▶ **Your task**
For every line in the data below, check for the word "contents", then state how many lines have it. Answer with the number only.

(Dataset entries)
PR #34, opened 2021-03-16
Feature/dc 755 add task app

oleksii-symon-corva-ai:
[DC-755 Add task app type to Corva](https://corvaqa.atlassian.net/browse/DC-755)

- Added task app type to Corva
- simplified patching in plugin._patch_scheduled


src/corva/runners/task.py
```diff
@@ -0,0 +1,47 @@
...
+    api: Api, task_id: str, status: TaskStatus, data: dict
+) -> requests.Response:
+    """Updates the task. Should never raise."""
+
+    return api.put(path=f'v2/tasks/{task_id}/{status}', data=data)
+
+
+def task_runner(fn: Callable, context: TaskContext):
+    try:
+        # TODO: in case this raises, should exc be added to fail_reason?
```
oleksii-symon-corva-ai, line 26: @ville what do you think about this?

ville: If this throws an error, then most likely update_task_data will fail as well.

ville (approved):
LGTM

src/corva/runners/task.py
oleksii-symon-corva-ai: Yes. `update_task_data` doesnt raise, so the task will just silently finish without updating the task. So the task will stay in running state

PR #35, opened 2021-03-26
Feature/dc 1236 simplify app testing

oleksii-symon-corva-ai:
_Most of the changes have to do with tests and readme, so don't be afraid of changed number of lines._

[DC 1236 Simplify app testing](https://corvaqa.atlassian.net/browse/DC-1236)

- Split kafka events from events passed to apps. App events have flat structure and contain only essential data.
- Added `TestClient`, which contains `run` function, that should be used for app testing. 
- Added `app_runner` fixture to plugin for ease of access to `TestClient.run` function.
- Deleted all patches but `_patch_redis_adapter` from plugin.
- Split stream event into `StreamTimeEvent` and `StreamDepthEvent`.
- Made filtering automatic for stream events.

How do the tests look now and why they are easy to write?

- Old problem: users had to define and provide kafka events to test the apps. Kafka events have different types (List[List[dict]], List[dict], dict), dicts contain many unkown to users fields, dicts dont have a strict structure. Solution: user can now define and provide _app events_ to `app_runner` (not kafka ones). App events have flat well-defined structure, minimum number of fields and type hints. 
- Old problem: users had to provide custom AWS Lambda context to test the apps. Solution: `app_runner` provides context object automatically.
- Old problem: when testing app with single event, users would get returned result in list. Solution: `app_runner` always returns single result.

Task app test:

```python
from corva import Corva, TaskEvent


def task_app(event, api):
    return 'Hello, World!'


def lambda_handler(event, context):
    return Corva(context).task(fn=task_app, event=event)


def test_task_app(app_runner):
    event = TaskEvent(asset_id=0, company_id=0)

    result = app_runner(fn=lambda_handler, event=event)

    assert result == 'Hello, World!'

```

Scheduled app test:

```python
from corva import Corva, ScheduledEvent


def scheduled_app(event, api, cache):
    return 'Hello, World!'


def lambda_handler(event, context):
    return Corva(context).scheduled(fn=scheduled_app, event=event)


def test_scheduled_app(app_runner):
    event = ScheduledEvent(asset_id=0, time_from=0, time_to=0)

    result = app_runner(fn=lambda_handler, event=event)

    assert result == 'Hello, World!'
```

Stream app test:

```python
from corva import (
    Corva,
    StreamDepthEvent,
    StreamDepthRecord,
    StreamTimeEvent,
    StreamTimeRecord,
)


def stream_app(event, api, cache):
    return 'Hello, World!'


def lambda_handler(event, context):
    return Corva(context).stream(fn=stream_app, event=event)


def test_stream_time_app(app_runner):
    event = StreamTimeEvent(
        asset_id=0, company_id=0, records=[StreamTimeRecord(timestamp=0)]
    )

    result = app_runner(fn=lambda_handler, event=event)

    assert result == 'Hello, World!'


def test_stream_depth_app(app_runner):
    event = StreamDepthEvent(
        asset_id=0, company_id=0, records=[StreamDepthRecord(measured_depth=0)]
    )

    result = app_runner(fn=lambda_handler, event=event)

    assert result == 'Hello, World!'
```


src/corva/models/base.py
```diff
@@ -5,64 +5,62 @@
...
+class EventConfig:
+    extra = pydantic.Extra.ignore
+    allow_mutation = False
 
 
-class CorvaBaseModel(pydantic.BaseModel):
-    Config = CorvaModelConfig
+class CorvaBaseEvent(pydantic.BaseModel):
+    class Config(EventConfig):
+        pass
```
finomayato, line 21: I'd rather choose the explicit version of it. Inherited empty class can be confusing

finomayato (approved):
I like the change overall 👍

src/corva/models/base.py
```diff
@@ -5,64 +5,62 @@
...
 
-    event: BaseEventTV
+    event: RawBaseEventTV
     settings: Settings
     api: Api
-    _cache: Optional[RedisState] = None
-
-    user_result: Any = None
-
+    cache_: Optional[RedisState] = None
```
jordanambra, line 50: Why was this renamed to an underscore with a suffix?

src/corva/runners/task.py
```diff
@@ -1,12 +1,18 @@
...
 import requests
 
 from corva.api import Api
-from corva.models.task import TaskContext, TaskEvent, TaskStatus
+from corva.models.task import TaskContext, TaskEvent
 
 
-def get_task_data(api: Api, task_id: str) -> TaskEvent:
+class TaskStatus(enum.Enum):
+    fail = 'fail'
```
jordanambra, line 11: I don't know if this matters, but the actual task status is `failed` or `succeeded`. The endpoints end with /fail or /success.

src/corva/utils.py
```diff
@@ -0,0 +1,69 @@
+from typing import Any, Optional
```
jordanambra, line 1: Can we put these functions into an appropriate class or module? A utils.py file usually ends up just being spaghetti after a while.

jordanambra (changes requested):

src/corva/models/base.py
oleksii-symon-corva-ai: We need `EventConfig` to be shared by `CorvaBaseEvent` and `CorvaBaseGenericEvent`.

We have a few options for this.

```python
import pydantic
from typing import ClassVar


class EventConfig:
    ...


# Option 1
class CorvaBaseEvent1(pydantic.BaseModel):
    Config = EventConfig


# Option 2
class CorvaBaseEvent2(pydantic.BaseModel):
    Config: ClassVar = EventConfig  # type: ignore


# Option 3
class CorvaBaseEvent3(pydantic.BaseModel):
    class Config(EventConfig):
        pass
```

If we use `Option 1` pycharm would list Config as a parameter to model, which may be distracting.
image.

`Option 2` and `Option 3` dont have this issue.

Which one is better?

src/corva/models/base.py
oleksii-symon-corva-ai: Pydantic does some magic with fields prefixed with `_` like `_cache`. For some reason tests started to fail for old name.

src/corva/runners/task.py
oleksii-symon-corva-ai: Thanks, we don't parse actual task statuses, only set new ones using `v2/tasks/{task_id}/fail` and `v2/tasks/{task_id}/success`

src/corva/models/base.py
jordanambra: I liked it how you wrote it, actually. It solves the problem without extra type overhead.

jordanambra (approved):

src/corva/models/scheduled.py
```diff
@@ -67,16 +52,22 @@ def set_timestamp(cls, v: int) -> int:
 
         return v
 
+    @pydantic.root_validator(pre=False, skip_on_failure=True)
+    def set_time_from(cls, values: dict) -> dict:
+        """Calculates time_from field."""
+
+        values["time_from"] = int(values["schedule_start"] - values["interval"] + 1)
```
ville, line 59: Why `+1`?

oleksii-symon-corva-ai: Because `time_from` means _the first not processed time._ https://github.com/corva-ai/python-sdk/blob/94b2d697609db9a77e1a54d9c51efbe51d2874dd/src/corva/models/scheduled.py#L16

ville: Does the users understand this? This must be synced with Node SDK.

oleksii-symon-corva-ai: This field will be easier for users to understand. Compare following exactly the same examples:

Old SDK stream app usage. Pay attention to contents of `query["timestamp"]`.

```python3
import pydantic


class StreamEvent(pydantic.BaseModel):
    asset_id: int
    schedule_start: int
    interval: int


def stream_app(event: StreamEvent, api, cache):
    raw_records = api.get_dataset(
        provider="",
        dataset="",
        query={
            "asset_id": event.asset_id,
            "timestamp": {
                "$gt": event.schedule_start - event.interval,
                "$lte": event.schedule_start,
            },
        },
        sort={},
        limit=1000,
    )
```

New SDK stream app usage. Pay attention to contents of `query["timestamp"]`.

```python3
import pydantic


class StreamEvent(pydantic.BaseModel):
    asset_id: int
    time_from: int
    time_to: int


def stream_app(event: StreamEvent, api, cache):
    raw_records = api.get_dataset(
        provider="",
        dataset="",
        query={
            "asset_id": event.asset_id,
            "timestamp": {
                "$gte": event.time_from,
                "$lte": event.time_to,
            },
        },
        sort={},
        limit=1000,
    )
```

oleksii-symon-corva-ai: I've renamed the fields and expanded ScheduledEvent docstr [here](https://github.com/corva-ai/python-sdk/pull/35/commits/d9d89486900859544df9e2a8e2deaa3fd79a3c60)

▶ **Reply**
2